Yuval: As I look again at the areas, I see that in quantum and computing, there’s a discussion about interconnects and components, but I’m curious why there wasn’t, or maybe I missed it, a section on quantum networking, and not to mention quantum security. These seem to be very much in the headlines when people talk about quantum technology, but I haven’t seen them in the report.

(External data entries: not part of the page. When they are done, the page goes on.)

Issue #1883, opened 2024-10-30
FEATURE REQUEST: Support for MDF4 CAN bus logging files [PR ready]


MatinF:
### Is your feature request related to a problem? Please describe.

The current MDF4 reader in the `python-can` project is only able to load MDF4 files generated by the MDF4 writer in the project, or MDF4 files having the exact same internal structure. This severely limits the number of MDF4 files with CAN data which can be loaded into the `python-can` ecosystem for analysis and playback.

### Describe the solution you'd like

An expansion of the MDF4 reader capabilities to support MDF4 CAN bus logging files in general. I.e. instead of always expecting CAN DataFrames to be group 0, allow these to be any group, and even span multiple groups. The `asammdf` package the reader/writer leverages for the heavy lifting behind the scenes already supports loading of more complex files/other structures.

We can provide a PR for expanding the MDF4 readers capabilities to support more generalized CAN bus logging files (in fact we have already prepared and tested one).

Please let us know whether this is something you are open to, then we will formally prepare the PR.

MatinF:
As an update, we have now made a PR for this:
https://github.com/hardbyte/python-can/pull/1884

johnMediaOnFire:
I think you can close this as a duplicate of #1884.

PR #1884, opened 2024-11-01
Updates to the MF4 reader to enable more general MF4 support

MatinF:
Related to feature request posted below:
https://github.com/hardbyte/python-can/issues/1883

### DIFF
--- a/.github/workflows/ci.yml
+++ b/.github/workflows/ci.yml
@@ -35,6 +35,10 @@ jobs:
       with:
         python-version: ${{ matrix.python-version }}
         allow-prereleases: true
+    - name: Install dependencies
+      run: |
+        python -m pip install --upgrade pip
+        pip install tox
     - name: Setup SocketCAN
       if: ${{ matrix.os == 'ubuntu-latest' }}
       run: |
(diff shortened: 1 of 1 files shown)


hardbyte (commented):
Thanks, will be great to support more Mf4 files.

My only concern really is how this will behave with large mf4 files on resource constrained systems as this looks to load all DataFrame data into memory at once during class initialization instead of iterating through the data frame by frame. 

Obviously there should be upsides to this bulk processing if a device has the resources for it, but consider a lower footprint approach.

MatinF:
Hi Brian, thanks for your feedback! 

We have made an updated PR and include a few comments below:

1) The previous PR was focused on speed performance, rather than RAM utilization. However, our updated PR should match the RAM usage of the current implementation, while drastically improving speed and interoperability. 

Below is an example comparison of performance:

Data: 10 MB finalized MF4 file 

Close mimic of current implementation:
- Speed:  128.7 s
- max RAM: 14 MB

Previous PR:
- Speed: 1.3 s
- max RAM: 128 MB

Updated PR (using 1000 row chunk size):
- Speed: 7.6 s
- max RAM: 14 MB

In other words, our proposed alternative PR would yield the same RAM usage, while improving the readout speed by 20x+. If you believe the stats above and the proposed alternative PR would be acceptable, we can update the PR accordingly.


2) For the other comments, we have tried to address these in the updated PR

zariiii9003:
I recommend to rebase onto the main branch, there was a problem with CI.

PR #1893, opened 2024-11-10
Improve speed of TRCReader

lebuni:
Optimized TRCReader for speed, mainly for TRC files v2.x. According to cProfile it's double as fast now.

### DIFF
--- a/can/io/trc.py
+++ b/can/io/trc.py
@@ -11,15 +11,12 @@ import logging
 import os
 from datetime import datetime, timedelta, timezone
 from enum import Enum
-from typing import Any, Callable, Dict, Generator, List, Optional, TextIO, Union
+from typing import Any, Callable, Dict, Generator, Optional, TextIO, Tuple, Union
 
 from ..message import Message
 from ..typechecking import StringPathLike
-from ..util import channel2int, dlc2len, len2dlc
-from .generic import (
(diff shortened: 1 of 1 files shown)


can/io/trc.py
```diff
@@ -244,7 +229,7 @@ def _parse_cols_v2_x(self, cols: List[str]) -> Optional[Message]:
     def _parse_line(self, line: str) -> Optional[Message]:
         logger.debug("TRCReader: Parse '%s'", line)
         try:
-            cols = line.split()
+            cols = tuple(line.split(maxsplit=self._num_columns))
```
zariiii9003, line 232: Why do you convert the list to a tuple?

can/io/trc.py
```diff
@@ -58,13 +55,16 @@ def __init__(
         """
         super().__init__(file, mode="r")
         self.file_version = TRCFileVersion.UNKNOWN
-        self.start_time: Optional[datetime] = None
+        self.start_time: float = 0
```
zariiii9003, line 58: This attribute is public, so changing the type could break user code. I'd suggest creating a private float attribute `_timestamp` and a property `timestamp`, that returns a datetime instance like before.

Otherwise this looks good to me.

lebuni: Good point! Changed it

PR #1894, opened 2024-11-12
Added support for ZLG CAN

luojiaaoo:
Support for python-can in accordance with the python-can interface


zariiii9003:
Please contribute to the existing plugin instead: https://github.com/zhuyu4839/zlgcan-driver

luojiaaoo:
OK, I would look into zhuyu4839/zlgcan-driver

PR #495, opened 2017-01-18
run: Fix matching symlinks against host directory blacklist

### LINKED ISSUE #494: symbolic links from /linuxrc -> /bin/busybox in host filesystem breaks many applications
I was trying to run `org.gnome.Builder` and `org.gnome.gitg` in flatpak 0.8.1 and encountered the failure:

> flatpak run org.gnome.gitg
Can't create file at /bin/busybox: Read-only file system

It turns out I had a symbolic link at `/linuxrc` that pointed to `/bin/busybox`. Once I removed `/linuxrc` things worked normally.

I have tested putting a symbolic link with any filename (such as `/testfile`, `/abc`, etc.) in my host filesystem root and pointing it to `/bin/busybox` will cause the same failure. Pointing any link in the host FS root directory to something like `/bin/ls` or `/bin/yes` doesn't seem to break things, though.

TingPing:
Fixes #494

### DIFF
--- a/common/flatpak-run.c
+++ b/common/flatpak-run.c
@@ -2411,6 +2411,20 @@ flatpak_run_add_environment_args (GPtrArray      *argv_array,
                 continue;
 
               path = g_build_filename ("/", dirent->d_name, NULL);
+
+              /* Ensure symlinks don't point to a conflicting directory */
+              if (dirent->d_type == DT_LNK)
+                {
+                  g_autofree char *linkdest = g_file_read_link (path, NULL);
+                  if (linkdest != NULL)
+                    {
+                      g_auto(GStrv) directories = g_strsplit (linkdest, G_DIR_SEPARATOR_S, 3);
+                      if (g_strv_length (directories) > 1 &&
+                          g_strv_contains (dont_mount_in_root, directories[1]))
+                        continue;
+                    }
+                }
+
               add_expose_path (fs_paths, fs_mode, path);
             }
           closedir (dir);


alexlarsson:
bot, add author to whitelist

alexlarsson:
bot, test pull request

common/flatpak-run.c
```diff
@@ -2411,6 +2411,20 @@ flatpak_run_add_environment_args (GPtrArray      *argv_array,
                 continue;
 
               path = g_build_filename ("/", dirent->d_name, NULL);
+
+              /* Ensure symlinks don't point to a conflicting directory */
+              if (dirent->d_type == DT_LNK)
```
alexlarsson: There is no guarantee that d_type is filled in after just a readdir.

common/flatpak-run.c
```diff
@@ -2411,6 +2411,20 @@ flatpak_run_add_environment_args (GPtrArray      *argv_array,
...
+                {
+                  g_autofree char *linkdest = g_file_read_link (path, NULL);
+                  if (linkdest != NULL)
+                    {
+                      g_auto(GStrv) directories = g_strsplit (linkdest, G_DIR_SEPARATOR_S, 3);
+                      if (g_strv_length (directories) > 1 &&
+                          g_strv_contains (dont_mount_in_root, directories[1]))
+                        continue;
```
alexlarsson: This seems weird, it doesn't correctly handle things like relative references.
Also, this seems to be overlapping with what happens in add_expose_path().

alexlarsson:
I fixed this in another way

PR #497, opened 2017-01-19
flatpak-system-helper: remove dangling reference to EXTERNAL_INSTALL_DIR

smcv:
If EXTERNAL_INSTALL_DIR wasn't defined (which is likely, since nothing
in the build system does), then we would tell the system helper
to search /exports/share, which is not Flatpak's territory
(but is a semi-commonly-used path for site-specific NFS shares,
which might have contents that are inappropriate to search here).

Installations that do define an external installation directory
(Endless OS?) can easily override the Environment to include it
by placing a drop-in in
/etc/systemd/user/flatpak-system-helper.service.d/external.conf
or similar.

---

cc @cosimoc: I assume this was unintended?

### DIFF
--- a/Makefile.am
+++ b/Makefile.am
@@ -25,7 +25,6 @@ SUBDIRS += po
 %.service: %.service.in config.log
 	$(AM_V_GEN) $(SED) -e "s|\@libexecdir\@|$(libexecdir)|" \
 		-e "s|\@localstatedir\@|$(localstatedir)|" \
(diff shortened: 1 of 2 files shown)


smcv:
Seems to be part of https://github.com/endlessm/flatpak/commit/7e5466f8b36b93138e752eaaef9b59e05dac733f which is a downstream-only change.

cosimoc:
@smcv Yep, sorry this slipped in but was not intended for upstream. Your PR makes sense to me.

PR #504, opened 2017-01-20
Clarify building subfolder projects from source

dg1727:
This README.md update should prevent the user error that caused https://github.com/projectatomic/bubblewrap/issues/139


alexlarsson:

Brian: I think quantum networks and security are very important, but I think that tends to be in the application layer. I think it’s a level up from where we are right now, trying to build out the hardware. And that’s more what the report is about, this kind of building the underlying technologies and then how those are put to use. Totally agree with you. Security in many dimensions is important, from creating communication links that are secure, to understanding and securing the technology itself that’s built at a particular place in the US or otherwise. Those are important, but I think they’re an upper layer that we didn’t address as much.

Yuval: You were asked to be involved in the report, probably because of your experience and expertise, which is considerable. But as you were preparing the report, what surprised you the most? What did you learn that you didn’t know before?

Brian: There’s a couple answers to that question. One is, I had no idea on the biology side of things and how important that is. Biology, there’s, Jennifer, and Afrooz, who ran a lot of the biology element. And I wasn’t aware exactly how much or how important the quantum sensors are, how you do in vitro sensing and the effects on the human body and how to make the improvements and the technology that could help in doing that. I was inspired by what they were doing. They look at everything from protein folding and molecular dynamics to drug targeting and interaction, these reaction pathways and using AI to guide molecular design. And they can have near-term impact as well in what they’re doing. So they’d love to have some capabilities made available to them. It’s probably hybrid systems as well for them. But that was one of the biggest surprises for me. I understood AI and quantum and the relationships there. And I also understood the materials and how important it’s going to be to do all of the work that’s needed. But biology caught me by surprise.

Yuval: Wonderful. So as we get close to the end of our conversation, if I were to summarize the report, quantum is moving from the lab to the field, it’s entering its system engineering era, and the winners, the national winners, will be those that industrialize it, not just discover it. Would that be a fair summary?

Brian: Yeah, I think that’s a reasonable way to look at it.

Yuval: And last, a hypothetical. If you could have dinner with one of the quantum greats, dead or alive, who would that be?

Brian: Oh, that’s an interesting question. I’m going to give you two answers. Feynman is kind of the guy I’d want to have dinner with just because he’s a character, and he articulated the idea of quantum simulation. If you want to simulate nature, then you better do it with quantum. But I want to ask him about translating this quantum theory into these engineering systems today, and what he thought the biggest challenges would be and how he’d go about it. He’s just such an insightful person. But I also bring in somebody completely off the wall here, Claude Shannon. He’s the father of information theory. I would love to be able to bring quantum computing to him. Because ultimately, it’s all about information. His work shaped how we think about encoding, and noise, and reliability. I’d be fascinated to explore how he’d view quantum error correction and what he would do. Just would be a fun conversation.

Yuval: Brian, thank you so much for spending some time with me today.

Brian: It’s my pleasure. Thank you so much.

Yuval Boger is the Chief Commercial Officer of QuEra Computing.